(Saved data entries)
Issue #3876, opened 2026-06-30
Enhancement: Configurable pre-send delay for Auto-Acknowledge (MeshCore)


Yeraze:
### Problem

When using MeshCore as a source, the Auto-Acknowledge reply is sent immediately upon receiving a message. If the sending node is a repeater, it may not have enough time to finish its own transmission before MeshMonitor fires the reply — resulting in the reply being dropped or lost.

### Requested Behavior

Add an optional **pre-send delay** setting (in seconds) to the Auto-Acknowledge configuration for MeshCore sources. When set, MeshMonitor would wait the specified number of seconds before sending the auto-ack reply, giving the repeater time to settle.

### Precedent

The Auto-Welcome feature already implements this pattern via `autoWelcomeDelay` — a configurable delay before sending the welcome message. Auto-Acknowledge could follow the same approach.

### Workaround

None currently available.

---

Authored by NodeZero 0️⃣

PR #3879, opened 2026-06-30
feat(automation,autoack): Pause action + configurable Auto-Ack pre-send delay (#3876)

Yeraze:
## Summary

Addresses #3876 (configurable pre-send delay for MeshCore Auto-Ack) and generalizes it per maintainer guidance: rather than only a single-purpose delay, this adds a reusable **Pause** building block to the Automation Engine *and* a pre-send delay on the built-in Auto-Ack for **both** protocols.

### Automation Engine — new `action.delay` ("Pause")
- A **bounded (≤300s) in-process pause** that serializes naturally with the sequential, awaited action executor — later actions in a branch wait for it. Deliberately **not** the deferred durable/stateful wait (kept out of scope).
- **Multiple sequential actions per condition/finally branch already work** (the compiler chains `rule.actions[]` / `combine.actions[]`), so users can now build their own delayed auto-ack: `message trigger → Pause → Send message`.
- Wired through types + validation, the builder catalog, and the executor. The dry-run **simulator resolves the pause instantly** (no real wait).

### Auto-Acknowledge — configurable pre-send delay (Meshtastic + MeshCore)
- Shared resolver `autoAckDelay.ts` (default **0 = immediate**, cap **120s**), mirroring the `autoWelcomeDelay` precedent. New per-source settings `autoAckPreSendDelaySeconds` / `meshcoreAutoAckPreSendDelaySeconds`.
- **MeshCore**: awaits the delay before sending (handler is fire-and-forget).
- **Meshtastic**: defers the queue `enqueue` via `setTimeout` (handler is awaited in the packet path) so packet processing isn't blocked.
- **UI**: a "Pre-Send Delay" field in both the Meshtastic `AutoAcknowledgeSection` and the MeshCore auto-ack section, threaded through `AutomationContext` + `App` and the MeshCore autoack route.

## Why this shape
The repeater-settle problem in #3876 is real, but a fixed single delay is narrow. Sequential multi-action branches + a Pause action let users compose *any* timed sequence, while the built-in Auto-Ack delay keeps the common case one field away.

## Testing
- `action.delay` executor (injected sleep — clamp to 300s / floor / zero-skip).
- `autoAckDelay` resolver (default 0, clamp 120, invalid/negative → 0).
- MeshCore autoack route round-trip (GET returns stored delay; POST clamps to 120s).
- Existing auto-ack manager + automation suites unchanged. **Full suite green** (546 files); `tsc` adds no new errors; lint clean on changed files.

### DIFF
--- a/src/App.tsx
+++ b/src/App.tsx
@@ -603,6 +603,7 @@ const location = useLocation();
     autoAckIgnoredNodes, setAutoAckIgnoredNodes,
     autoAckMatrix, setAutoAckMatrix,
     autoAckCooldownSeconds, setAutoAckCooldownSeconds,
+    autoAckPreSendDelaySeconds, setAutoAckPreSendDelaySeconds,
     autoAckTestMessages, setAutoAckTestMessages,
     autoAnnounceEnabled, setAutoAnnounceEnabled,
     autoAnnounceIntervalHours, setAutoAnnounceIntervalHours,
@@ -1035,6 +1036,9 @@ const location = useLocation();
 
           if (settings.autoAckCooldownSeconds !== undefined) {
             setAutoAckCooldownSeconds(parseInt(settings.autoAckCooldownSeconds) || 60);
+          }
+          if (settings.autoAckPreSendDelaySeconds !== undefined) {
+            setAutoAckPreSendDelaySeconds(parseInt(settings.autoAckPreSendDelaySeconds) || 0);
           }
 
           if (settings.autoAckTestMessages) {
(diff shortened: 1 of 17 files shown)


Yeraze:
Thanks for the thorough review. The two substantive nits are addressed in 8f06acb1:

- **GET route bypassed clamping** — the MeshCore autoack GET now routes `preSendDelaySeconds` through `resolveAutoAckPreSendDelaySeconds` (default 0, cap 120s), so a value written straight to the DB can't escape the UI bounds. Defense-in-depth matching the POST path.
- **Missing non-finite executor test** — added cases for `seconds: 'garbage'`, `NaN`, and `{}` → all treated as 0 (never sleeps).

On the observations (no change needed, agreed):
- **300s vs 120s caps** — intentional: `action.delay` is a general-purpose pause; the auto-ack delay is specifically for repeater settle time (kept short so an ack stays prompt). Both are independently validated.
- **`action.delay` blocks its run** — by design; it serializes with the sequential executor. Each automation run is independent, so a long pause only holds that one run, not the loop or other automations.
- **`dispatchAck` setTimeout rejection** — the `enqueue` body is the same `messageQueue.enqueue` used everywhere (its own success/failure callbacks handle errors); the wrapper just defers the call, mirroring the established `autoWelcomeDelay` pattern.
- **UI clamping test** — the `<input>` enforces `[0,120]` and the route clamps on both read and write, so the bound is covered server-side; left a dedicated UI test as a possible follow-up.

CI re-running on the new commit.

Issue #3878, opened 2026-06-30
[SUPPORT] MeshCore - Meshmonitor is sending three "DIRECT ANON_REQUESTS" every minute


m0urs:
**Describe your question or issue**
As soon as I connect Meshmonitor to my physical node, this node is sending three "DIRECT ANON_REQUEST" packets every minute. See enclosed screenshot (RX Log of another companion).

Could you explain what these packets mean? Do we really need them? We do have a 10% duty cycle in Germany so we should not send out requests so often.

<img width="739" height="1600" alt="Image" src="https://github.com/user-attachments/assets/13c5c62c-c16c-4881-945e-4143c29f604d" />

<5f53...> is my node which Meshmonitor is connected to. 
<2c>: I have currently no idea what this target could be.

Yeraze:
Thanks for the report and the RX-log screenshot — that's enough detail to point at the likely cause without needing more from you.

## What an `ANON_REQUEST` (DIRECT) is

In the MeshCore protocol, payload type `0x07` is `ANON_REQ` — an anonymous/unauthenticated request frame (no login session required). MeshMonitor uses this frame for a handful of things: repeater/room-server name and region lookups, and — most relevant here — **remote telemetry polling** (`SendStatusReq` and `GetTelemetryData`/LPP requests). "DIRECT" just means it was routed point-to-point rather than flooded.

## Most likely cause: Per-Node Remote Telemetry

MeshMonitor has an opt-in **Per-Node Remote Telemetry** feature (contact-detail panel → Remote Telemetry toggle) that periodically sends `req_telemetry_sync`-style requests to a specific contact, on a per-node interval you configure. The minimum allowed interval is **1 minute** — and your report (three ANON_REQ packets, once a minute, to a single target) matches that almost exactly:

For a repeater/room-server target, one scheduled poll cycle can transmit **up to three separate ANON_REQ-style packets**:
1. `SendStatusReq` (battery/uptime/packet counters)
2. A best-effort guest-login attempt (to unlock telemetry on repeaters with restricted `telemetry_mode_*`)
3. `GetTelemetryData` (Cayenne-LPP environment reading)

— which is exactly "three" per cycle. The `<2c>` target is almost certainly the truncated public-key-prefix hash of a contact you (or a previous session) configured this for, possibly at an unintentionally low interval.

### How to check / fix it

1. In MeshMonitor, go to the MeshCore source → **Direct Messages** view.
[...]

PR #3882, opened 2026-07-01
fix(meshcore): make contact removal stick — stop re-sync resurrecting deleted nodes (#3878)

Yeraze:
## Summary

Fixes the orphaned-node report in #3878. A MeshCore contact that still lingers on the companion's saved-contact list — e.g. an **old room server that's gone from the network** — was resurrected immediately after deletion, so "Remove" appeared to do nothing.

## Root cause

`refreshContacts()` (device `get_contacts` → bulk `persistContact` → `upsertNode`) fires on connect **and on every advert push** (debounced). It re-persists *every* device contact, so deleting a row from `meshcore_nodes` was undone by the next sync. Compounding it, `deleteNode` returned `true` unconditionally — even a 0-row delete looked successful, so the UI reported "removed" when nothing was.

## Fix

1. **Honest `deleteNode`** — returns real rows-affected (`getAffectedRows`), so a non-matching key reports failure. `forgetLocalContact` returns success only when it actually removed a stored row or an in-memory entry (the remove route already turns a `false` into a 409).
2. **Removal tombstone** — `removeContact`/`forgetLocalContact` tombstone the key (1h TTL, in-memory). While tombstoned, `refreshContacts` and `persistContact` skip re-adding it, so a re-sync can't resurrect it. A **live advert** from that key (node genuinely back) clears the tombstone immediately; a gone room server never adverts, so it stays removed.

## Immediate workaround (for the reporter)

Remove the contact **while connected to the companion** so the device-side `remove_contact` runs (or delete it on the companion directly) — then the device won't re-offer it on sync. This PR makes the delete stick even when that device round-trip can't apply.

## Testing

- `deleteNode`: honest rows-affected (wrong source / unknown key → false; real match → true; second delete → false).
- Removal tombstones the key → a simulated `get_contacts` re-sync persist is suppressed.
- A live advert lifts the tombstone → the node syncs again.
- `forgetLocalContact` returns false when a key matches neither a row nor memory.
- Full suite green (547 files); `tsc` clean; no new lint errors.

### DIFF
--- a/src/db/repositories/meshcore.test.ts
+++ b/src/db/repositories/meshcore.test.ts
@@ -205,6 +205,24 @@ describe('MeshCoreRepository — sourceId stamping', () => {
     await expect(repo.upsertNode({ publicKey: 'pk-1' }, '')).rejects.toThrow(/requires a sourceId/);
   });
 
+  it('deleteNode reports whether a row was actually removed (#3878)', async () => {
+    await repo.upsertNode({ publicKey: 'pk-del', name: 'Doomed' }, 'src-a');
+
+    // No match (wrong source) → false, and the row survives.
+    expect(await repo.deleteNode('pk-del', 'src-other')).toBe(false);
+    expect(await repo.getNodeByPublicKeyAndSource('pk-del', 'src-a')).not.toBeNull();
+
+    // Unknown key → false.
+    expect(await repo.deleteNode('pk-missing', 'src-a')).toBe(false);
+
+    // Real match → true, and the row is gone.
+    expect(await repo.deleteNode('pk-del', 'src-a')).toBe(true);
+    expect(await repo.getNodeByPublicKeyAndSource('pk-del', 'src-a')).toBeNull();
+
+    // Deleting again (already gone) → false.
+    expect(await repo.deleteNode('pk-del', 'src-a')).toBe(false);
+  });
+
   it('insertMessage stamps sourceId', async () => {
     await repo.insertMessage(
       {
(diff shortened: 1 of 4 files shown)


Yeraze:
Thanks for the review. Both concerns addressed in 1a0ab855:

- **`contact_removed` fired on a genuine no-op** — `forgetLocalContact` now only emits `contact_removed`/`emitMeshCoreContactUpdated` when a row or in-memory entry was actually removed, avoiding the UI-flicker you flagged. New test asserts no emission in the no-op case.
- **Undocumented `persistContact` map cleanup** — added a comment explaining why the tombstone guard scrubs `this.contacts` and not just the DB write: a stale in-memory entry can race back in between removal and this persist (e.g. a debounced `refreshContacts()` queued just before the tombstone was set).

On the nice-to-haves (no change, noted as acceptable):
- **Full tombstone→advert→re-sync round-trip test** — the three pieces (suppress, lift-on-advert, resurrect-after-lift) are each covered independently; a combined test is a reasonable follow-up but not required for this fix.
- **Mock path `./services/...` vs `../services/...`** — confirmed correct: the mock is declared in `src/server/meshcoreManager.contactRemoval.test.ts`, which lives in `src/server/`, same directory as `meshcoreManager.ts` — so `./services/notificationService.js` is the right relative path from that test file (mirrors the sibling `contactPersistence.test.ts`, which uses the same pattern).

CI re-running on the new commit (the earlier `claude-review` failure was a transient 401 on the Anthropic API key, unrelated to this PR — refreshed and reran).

## Your task
The records above should be printed exactly, please, from the first line through the line containing "### Problem", with both ends kept and nothing past it.

## Your solution
Issue #3876, opened 2026-06-30
Enhancement: Configurable pre-send delay for Auto-Acknowledge (MeshCore)


Yeraze:
### Problem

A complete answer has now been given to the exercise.